--- Data under study ---

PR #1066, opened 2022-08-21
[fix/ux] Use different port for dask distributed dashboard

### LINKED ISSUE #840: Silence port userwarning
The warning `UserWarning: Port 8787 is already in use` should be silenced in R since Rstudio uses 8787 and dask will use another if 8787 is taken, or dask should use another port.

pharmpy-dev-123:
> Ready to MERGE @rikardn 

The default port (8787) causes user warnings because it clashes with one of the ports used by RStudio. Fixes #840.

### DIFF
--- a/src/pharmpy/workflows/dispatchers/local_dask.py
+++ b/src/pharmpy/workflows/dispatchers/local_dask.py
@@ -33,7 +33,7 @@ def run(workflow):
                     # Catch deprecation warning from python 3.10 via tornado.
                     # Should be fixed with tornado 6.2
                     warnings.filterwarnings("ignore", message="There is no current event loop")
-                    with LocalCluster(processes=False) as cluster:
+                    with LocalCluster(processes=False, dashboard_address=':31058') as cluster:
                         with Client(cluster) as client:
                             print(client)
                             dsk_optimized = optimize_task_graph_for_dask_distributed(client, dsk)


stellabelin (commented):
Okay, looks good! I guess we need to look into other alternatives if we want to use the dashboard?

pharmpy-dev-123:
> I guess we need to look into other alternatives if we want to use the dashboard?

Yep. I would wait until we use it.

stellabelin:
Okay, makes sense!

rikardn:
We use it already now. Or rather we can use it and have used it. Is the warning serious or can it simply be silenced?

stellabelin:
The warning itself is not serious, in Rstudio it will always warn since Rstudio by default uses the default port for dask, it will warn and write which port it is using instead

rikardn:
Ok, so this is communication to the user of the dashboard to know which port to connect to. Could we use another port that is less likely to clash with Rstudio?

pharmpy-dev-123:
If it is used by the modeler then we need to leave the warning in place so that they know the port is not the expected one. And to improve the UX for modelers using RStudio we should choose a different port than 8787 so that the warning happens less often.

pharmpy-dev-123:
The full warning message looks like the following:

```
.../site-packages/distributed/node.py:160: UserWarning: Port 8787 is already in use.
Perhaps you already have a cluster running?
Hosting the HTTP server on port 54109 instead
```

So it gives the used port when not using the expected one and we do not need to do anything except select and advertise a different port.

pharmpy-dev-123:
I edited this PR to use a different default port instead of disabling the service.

---

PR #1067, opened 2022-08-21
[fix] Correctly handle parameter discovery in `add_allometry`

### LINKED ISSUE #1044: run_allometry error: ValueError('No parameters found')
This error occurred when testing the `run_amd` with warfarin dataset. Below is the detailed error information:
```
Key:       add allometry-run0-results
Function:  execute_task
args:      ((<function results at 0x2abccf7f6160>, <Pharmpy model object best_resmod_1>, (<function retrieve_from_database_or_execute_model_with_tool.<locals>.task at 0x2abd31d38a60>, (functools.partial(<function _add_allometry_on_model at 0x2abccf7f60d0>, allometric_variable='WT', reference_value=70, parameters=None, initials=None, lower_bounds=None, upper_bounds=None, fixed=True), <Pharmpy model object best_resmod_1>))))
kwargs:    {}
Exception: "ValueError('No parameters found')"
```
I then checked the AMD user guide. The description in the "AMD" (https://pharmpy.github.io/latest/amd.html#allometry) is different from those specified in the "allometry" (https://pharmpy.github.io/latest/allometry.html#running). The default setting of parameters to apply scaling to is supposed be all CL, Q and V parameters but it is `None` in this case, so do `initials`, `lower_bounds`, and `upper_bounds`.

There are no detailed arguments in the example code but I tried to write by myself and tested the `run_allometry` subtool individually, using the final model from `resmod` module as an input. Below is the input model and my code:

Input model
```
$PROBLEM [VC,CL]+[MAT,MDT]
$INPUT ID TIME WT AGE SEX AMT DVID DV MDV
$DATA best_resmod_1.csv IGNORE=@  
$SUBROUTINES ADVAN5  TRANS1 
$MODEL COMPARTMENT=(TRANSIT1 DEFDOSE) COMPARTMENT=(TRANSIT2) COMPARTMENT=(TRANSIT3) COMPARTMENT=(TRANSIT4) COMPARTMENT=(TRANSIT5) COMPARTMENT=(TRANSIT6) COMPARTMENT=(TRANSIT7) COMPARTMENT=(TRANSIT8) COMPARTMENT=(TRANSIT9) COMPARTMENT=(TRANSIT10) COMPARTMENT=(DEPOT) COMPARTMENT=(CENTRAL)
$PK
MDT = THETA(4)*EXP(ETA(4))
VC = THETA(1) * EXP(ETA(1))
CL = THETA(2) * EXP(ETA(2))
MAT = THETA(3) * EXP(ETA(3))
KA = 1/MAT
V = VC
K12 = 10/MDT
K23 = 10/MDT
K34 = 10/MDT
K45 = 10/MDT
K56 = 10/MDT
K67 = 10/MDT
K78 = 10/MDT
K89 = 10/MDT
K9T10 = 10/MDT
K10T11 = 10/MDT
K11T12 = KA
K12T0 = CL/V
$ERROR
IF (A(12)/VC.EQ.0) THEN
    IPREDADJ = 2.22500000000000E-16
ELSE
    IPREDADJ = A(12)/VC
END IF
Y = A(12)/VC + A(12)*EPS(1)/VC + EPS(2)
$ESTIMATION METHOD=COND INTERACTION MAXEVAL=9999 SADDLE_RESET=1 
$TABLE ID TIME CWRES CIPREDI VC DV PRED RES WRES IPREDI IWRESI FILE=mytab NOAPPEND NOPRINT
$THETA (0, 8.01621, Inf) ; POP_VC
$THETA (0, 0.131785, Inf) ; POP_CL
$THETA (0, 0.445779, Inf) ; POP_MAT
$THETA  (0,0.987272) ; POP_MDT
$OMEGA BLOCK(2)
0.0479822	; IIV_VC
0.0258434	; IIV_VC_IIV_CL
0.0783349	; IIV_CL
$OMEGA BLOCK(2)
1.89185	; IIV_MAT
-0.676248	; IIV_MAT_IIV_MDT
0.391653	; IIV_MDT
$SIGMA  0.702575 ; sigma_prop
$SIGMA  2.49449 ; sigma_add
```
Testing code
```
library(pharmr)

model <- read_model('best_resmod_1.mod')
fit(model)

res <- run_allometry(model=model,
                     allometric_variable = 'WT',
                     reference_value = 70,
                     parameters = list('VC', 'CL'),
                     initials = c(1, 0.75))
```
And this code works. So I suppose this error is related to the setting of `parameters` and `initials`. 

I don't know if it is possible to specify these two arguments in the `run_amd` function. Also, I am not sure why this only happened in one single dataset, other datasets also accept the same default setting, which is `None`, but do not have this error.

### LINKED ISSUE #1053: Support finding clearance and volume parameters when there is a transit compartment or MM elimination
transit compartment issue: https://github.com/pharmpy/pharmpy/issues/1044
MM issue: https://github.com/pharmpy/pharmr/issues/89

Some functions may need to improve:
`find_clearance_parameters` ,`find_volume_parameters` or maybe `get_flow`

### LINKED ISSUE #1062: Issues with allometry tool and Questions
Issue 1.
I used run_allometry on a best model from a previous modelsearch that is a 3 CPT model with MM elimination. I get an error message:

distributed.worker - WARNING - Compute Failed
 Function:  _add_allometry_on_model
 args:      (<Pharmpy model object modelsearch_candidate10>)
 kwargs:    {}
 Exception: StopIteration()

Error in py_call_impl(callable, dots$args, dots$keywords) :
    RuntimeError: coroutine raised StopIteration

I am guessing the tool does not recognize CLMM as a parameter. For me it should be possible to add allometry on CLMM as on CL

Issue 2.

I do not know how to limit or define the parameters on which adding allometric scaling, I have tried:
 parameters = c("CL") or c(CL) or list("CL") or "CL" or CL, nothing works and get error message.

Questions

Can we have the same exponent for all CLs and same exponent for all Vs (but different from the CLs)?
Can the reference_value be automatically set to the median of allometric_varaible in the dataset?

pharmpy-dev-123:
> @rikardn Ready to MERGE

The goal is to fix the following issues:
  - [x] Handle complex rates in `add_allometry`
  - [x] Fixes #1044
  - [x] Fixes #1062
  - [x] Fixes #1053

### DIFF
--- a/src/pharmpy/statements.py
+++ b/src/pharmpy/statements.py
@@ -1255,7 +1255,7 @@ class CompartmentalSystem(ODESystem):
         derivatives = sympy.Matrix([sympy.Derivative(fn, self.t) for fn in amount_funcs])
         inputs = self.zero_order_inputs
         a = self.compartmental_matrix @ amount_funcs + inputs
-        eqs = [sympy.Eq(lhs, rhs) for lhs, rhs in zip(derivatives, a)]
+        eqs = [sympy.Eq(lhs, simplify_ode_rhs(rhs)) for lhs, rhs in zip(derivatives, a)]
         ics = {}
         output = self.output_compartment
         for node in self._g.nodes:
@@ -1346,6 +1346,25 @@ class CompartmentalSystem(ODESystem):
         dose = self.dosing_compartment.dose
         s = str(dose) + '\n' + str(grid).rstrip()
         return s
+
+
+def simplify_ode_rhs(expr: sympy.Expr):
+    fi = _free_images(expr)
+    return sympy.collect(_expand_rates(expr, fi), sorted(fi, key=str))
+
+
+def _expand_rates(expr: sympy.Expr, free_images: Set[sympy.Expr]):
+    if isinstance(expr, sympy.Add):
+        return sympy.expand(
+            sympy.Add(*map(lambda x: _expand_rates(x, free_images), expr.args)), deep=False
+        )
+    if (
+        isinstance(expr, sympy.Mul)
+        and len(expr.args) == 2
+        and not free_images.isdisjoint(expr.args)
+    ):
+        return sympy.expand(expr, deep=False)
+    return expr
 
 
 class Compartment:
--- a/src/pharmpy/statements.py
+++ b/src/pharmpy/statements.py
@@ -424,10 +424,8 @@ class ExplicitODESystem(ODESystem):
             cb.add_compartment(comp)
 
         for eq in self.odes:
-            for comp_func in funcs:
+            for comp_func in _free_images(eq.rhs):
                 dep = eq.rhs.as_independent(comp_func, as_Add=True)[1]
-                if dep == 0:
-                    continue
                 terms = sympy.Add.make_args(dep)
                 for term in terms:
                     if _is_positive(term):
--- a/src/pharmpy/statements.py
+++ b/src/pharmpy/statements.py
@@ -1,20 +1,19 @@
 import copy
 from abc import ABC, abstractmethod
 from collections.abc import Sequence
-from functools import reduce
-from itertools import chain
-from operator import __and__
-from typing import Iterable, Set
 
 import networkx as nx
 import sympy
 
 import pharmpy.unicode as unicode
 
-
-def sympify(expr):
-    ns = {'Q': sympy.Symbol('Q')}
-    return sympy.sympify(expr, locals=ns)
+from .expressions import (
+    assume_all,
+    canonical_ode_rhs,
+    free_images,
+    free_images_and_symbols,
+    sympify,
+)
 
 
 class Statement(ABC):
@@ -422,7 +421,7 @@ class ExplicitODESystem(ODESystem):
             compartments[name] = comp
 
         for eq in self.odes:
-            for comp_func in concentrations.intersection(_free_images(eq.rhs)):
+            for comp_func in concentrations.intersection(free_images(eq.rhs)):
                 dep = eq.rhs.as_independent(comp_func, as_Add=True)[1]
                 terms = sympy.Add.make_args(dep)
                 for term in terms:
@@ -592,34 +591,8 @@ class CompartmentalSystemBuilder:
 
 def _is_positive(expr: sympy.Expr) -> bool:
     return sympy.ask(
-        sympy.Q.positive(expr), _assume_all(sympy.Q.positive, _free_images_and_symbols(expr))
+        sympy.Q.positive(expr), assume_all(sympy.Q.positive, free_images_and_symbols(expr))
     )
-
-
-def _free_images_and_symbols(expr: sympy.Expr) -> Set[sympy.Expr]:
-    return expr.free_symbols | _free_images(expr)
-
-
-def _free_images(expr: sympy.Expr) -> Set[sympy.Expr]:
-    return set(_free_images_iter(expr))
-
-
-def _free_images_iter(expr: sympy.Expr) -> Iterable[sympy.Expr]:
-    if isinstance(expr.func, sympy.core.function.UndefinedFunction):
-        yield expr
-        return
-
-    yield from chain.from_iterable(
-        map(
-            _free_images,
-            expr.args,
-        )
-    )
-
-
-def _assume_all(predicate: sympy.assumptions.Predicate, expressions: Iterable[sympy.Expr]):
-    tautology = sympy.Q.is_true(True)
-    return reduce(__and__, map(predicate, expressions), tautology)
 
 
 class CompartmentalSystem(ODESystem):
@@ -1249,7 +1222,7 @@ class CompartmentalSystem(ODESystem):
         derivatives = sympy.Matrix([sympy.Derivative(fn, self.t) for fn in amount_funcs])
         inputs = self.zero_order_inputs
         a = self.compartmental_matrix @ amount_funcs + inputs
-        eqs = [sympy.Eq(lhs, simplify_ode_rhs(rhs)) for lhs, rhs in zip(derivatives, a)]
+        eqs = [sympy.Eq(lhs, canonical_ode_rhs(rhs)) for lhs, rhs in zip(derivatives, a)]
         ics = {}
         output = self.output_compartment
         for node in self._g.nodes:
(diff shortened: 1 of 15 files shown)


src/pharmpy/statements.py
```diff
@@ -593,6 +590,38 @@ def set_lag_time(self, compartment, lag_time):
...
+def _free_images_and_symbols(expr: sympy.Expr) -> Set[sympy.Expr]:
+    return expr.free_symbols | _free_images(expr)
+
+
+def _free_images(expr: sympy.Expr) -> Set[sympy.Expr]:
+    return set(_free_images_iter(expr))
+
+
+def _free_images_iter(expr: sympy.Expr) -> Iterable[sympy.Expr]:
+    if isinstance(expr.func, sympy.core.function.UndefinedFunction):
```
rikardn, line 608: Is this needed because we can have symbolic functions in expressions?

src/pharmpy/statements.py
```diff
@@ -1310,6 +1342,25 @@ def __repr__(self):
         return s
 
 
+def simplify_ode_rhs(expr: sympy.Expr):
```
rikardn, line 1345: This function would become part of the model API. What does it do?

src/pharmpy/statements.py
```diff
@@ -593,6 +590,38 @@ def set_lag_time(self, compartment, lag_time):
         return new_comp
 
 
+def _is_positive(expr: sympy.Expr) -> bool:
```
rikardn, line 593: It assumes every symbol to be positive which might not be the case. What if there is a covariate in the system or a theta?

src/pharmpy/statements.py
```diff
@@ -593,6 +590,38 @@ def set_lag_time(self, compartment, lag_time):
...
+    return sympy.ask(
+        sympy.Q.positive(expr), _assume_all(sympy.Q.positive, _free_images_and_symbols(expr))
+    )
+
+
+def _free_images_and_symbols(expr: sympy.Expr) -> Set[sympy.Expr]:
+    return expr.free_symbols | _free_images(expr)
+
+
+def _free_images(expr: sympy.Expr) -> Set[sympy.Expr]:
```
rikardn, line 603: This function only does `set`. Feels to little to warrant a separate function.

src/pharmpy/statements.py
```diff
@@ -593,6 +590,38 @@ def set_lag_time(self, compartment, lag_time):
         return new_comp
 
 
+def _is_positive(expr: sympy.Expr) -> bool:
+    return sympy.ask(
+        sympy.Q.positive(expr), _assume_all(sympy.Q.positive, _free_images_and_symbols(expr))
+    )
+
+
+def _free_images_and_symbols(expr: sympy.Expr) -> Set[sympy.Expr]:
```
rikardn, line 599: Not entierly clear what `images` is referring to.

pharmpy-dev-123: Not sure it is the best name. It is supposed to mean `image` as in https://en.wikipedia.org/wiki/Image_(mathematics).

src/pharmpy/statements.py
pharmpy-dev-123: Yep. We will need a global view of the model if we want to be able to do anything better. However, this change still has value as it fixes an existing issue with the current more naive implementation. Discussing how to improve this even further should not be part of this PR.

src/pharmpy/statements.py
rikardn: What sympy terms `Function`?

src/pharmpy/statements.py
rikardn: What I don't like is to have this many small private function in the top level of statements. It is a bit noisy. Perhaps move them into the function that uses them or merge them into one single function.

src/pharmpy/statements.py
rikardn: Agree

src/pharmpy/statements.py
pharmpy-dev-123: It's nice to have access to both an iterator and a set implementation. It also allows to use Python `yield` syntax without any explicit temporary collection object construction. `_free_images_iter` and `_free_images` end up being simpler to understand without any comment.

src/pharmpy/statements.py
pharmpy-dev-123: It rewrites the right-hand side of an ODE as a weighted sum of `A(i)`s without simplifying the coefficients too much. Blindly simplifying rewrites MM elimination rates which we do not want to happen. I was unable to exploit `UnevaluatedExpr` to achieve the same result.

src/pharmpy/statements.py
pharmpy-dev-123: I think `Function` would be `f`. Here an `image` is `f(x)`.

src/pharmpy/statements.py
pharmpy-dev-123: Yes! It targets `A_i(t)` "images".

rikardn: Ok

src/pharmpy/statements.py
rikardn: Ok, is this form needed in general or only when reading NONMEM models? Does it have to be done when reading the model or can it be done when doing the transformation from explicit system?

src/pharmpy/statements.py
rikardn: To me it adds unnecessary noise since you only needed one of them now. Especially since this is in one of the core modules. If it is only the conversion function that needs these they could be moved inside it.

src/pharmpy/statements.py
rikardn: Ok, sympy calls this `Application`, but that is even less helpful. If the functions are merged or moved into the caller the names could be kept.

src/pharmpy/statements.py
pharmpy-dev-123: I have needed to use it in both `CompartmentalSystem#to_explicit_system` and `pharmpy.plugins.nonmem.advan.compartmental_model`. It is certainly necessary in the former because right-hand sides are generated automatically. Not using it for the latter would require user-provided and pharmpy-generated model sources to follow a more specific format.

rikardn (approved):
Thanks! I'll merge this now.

--- Task description ---
Report every line in the data above in which the word "ExplicitODESystem" appears.

--- Answer to this problem ---
@@ -424,10 +424,8 @@ class ExplicitODESystem(ODESystem):
@@ -422,7 +421,7 @@ class ExplicitODESystem(ODESystem):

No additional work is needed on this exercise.